A typical semiconductor laser consists of a gain material and a resonant cavity. The electrically or optically pumped gain material generates light of a particular wavelength or wavelength range while the laser cavity provides feedback for the stimulated light emission. The shape of the resonant cavity determines beam directionality and spectral properties of the laser. In this work, we explore several new approaches to the cavity design for high power Quantum Cascade (QC) superluminescent (SL) emitters, and highly efficient semiconductor diode micro-lasers.

Smooth and broadband spectral emission of mid-infrared (mid-IR) superluminescent light source has potential applications in spectroscopy and high resolution three dimensional imaging system known as optical coherence tomography (OCT). Although QC lasers have been undergoing rapid development since their invention in 1994, a high power QCSL device did not exist until this thesis. This is because, unlike superluminescent semiconductor diodes, obtaining high power amplified spontaneous emission (ASE) from QC devices is dicult as a result of the very short non-radiative carrier life time (on the order of ps) of the intersubband transition at the core of QC devices. To obtain high power superluminscence in the mid-IR range, we employ a novel cavity formed by the combination of a 17 tilted cleaved facet and a wet etched rounded and sloped facet with a single layer anti-reflection coating, to suppress lasing in QC devices. Our achievement of more than 10 mW superluminescence power can enable the realization of mid-IR broadband absorption spectroscopy and OCT.

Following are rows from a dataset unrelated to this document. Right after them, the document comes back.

PR #21069, opened 2025-03-14
mixlib-config: build using runtime/ruby-32

klausz65:

PR #21222, opened 2025-03-23
tomlrb: fix manifest - followup on Pull request #21069

klausz65:


components/ruby/tomlrb/pkg5
```diff
@@ -3,7 +3,8 @@
         "runtime/ruby-32"
     ],
     "fmris": [
-        "library/ruby/tomlrb"
+        "library/ruby/tomlrb",
+        "library/ruby/tomlrb-3.2.0"
     ],
     "name": "tomlrb"
```
AndWac, line 8: I expect that library/ruby/tomlrb would disappear and needs to be obsoleted?

klausz65:
Hi Andreas, Marcel expects it to be installable, for details see his comment in: #21069

mtelka:
Do we really need/want a package named `library/ruby/tomlrb-3.2.0`?  I doubt.

mtelka:
> Hi Andreas, Marcel expects it to be installable, for details see his comment in: #21069

If it is only me who expects a ruby package to be installable, then it would be easier to simply obsolete all of them, because I do not need any ruby packages at all.

AndWac:
We now have an obsoleted tomlrb-23 and a tomlrb package which should rather be tomlrb-32.
So you need to get the fmri right and need to obsolete the tomlrb package (the one we accidentely introduced).

PR #21229, opened 2025-03-23
libhangul : update to 0.1.0

jwntree:


components/inputmethod/libhangul/Makefile
```diff
@@ -0,0 +1,46 @@
...
+
+PATH=$(PATH.gnu)
+
+# Missing files in build dir without this.
+COMPONENT_PREP_ACTION =       ( cd $(SOURCE_DIR) && ./autogen.sh )
+COMPONENT_PRE_CONFIGURE_ACTION= ( $(CLONEY) $(SOURCE_DIR) $(@D) )
+
+
+CONFIGURE_OPTIONS += --sysconfdir=/etc
+CONFIGURE_OPTIONS += --disable-static
```
AndWac, line 38: You don't need to set sysconfdir here because its default is set in configure.mk

components/inputmethod/libhangul/Makefile
```diff
@@ -0,0 +1,46 @@
...
+
+#
+# Copyright 2025 Jiwon Na
+#
+
+include ../../../make-rules/shared-macros.mk
+
+COMPONENT_NAME=           libhangul
+COMPONENT_VERSION=        0.1.0
+COMPONENT_GIT_REV=	154a5e0
```
AndWac, line 21: The exisiting version of libhangul is 0.5.11 which is > 0.1.0.
So you need to add
IPS_COMPONENT_VERSION=	0.5.11
and should also add
COMPONENT_REVISION= 1
(which is probably not strictly needed)

components/inputmethod/libhangul/Makefile
```diff
@@ -0,0 +1,46 @@
...
+COMPONENT_SUMMARY=        libhangul - Hangul hanja input support
+COMPONENT_SRC=		libhangul-$(COMPONENT_GIT_REV)
+COMPONENT_ARCHIVE=        $(COMPONENT_SRC).tar.gz
+COMPONENT_ARCHIVE_HASH=   sha256:d5d4ee0e8e5ab30e5d190b1bc989b943a044844b95bd83b5533de550fd7af3b9
+COMPONENT_ARCHIVE_URL=    https://codeload.github.com/libhangul/$(COMPONENT_NAME)/tar.gz/$(COMPONENT_GIT_REV)
+COMPONENT_FMRI=           system/input-method/library/libhangul
+COMPONENT_CLASSIFICATION= System/Localizations
+COMPONENT_LICENSE=        LGPL v2.1
+COMPONENT_LICENSE_FILE=   COPYING
```
mtelka, line 30: The `libhangul.license` file is unused (and so it should be removed) because you pointed `COMPONENT_LICENSE_FILE` to `COPYING`.

components/inputmethod/libhangul/Makefile
```diff
@@ -0,0 +1,46 @@
...
+COMPONENT_PROJECT_URL=    https://github.com/libhangul/libhangul
+
+TEST_TARGET= $(NO_TESTS)
+include $(WS_MAKE_RULES)/common.mk
+
+PATH=$(PATH.gnu)
+
+# Missing files in build dir without this.
+COMPONENT_PREP_ACTION =       ( cd $(SOURCE_DIR) && ./autogen.sh )
+COMPONENT_PRE_CONFIGURE_ACTION= ( $(CLONEY) $(SOURCE_DIR) $(@D) )
```
mtelka: Please replace this line by `CLONEY_MODE =` to achieve the same result using modern approach.

mtelka (changes requested):
Thank you for this work!

PR #21242, opened 2025-03-23
uwimap: provide 32bit library for php-8.3

klausz65:


components/library/uwimap/Makefile
```diff
@@ -38,10 +40,11 @@ COMPONENT_FMRI=	library/uw-imap
 COMPONENT_SUMMARY=	University of Washington IMAP library
 COMPONENT_LICENSE=	Apache v2.0
 COMPONENT_LICENSE_FILE=	LICENSE.txt
+COMPONENT_BUILD_ARGS=	-j20
```
AndWac, line 44: Please remove this line. You should never put it into a Makefile but use an environment variable instead.

mtelka:
This PR is non-sense and simply wrong as properly described by Peter Tribble [here](https://openindiana.org/pipermail/oi-dev/2025-March/033764.html).

PR #21032, opened 2025-03-11
cairo 1.18.4

RAC-oi:
fixes pdf printing:
https://bbs.archlinux.org/viewtopic.php?id=299255
https://bugs.gentoo.org/939607
https://gitlab.freedesktop.org/cairo/cairo/-/merge_requests/595

PR #21247, opened 2025-03-24
cairo: update to 1.18.4

iigs:


components/library/cairo/Makefile
```diff
@@ -20,11 +20,11 @@ DEFAULT_COMPONENT_TEST_TRANSFORMS= yes
 include ../../../make-rules/shared-macros.mk
```
AndWac, line 20: I need to correct my own error. The correct setting is
USE_DEFAULT_TEST_TRANSFORMS= yes
Please fix this, too.

iigs:
Thank you for figuring out why the test result had extra noise in it.  Fixed.

mtelka:
This supersedes #21032 and so it should be closed.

We also explore a major effort to reduce power consumption of diode microdisk lasers. Microdisk lasers are usually made from circularly symmetric resonators. They can operate with ultra-low threshold currents because of the high quality (Q) factor whispering gallery modes. However, these modes have low output power and lack directional emission. On-chip applications of these devices demand higher output power, even lower power consumption, and possibly directional emission. We attempt to address these requirements by selectively pumping the current in the microdisk diode lasers to choose a maximally power efficient mode that may never turn on in a uniformly pumped cavity.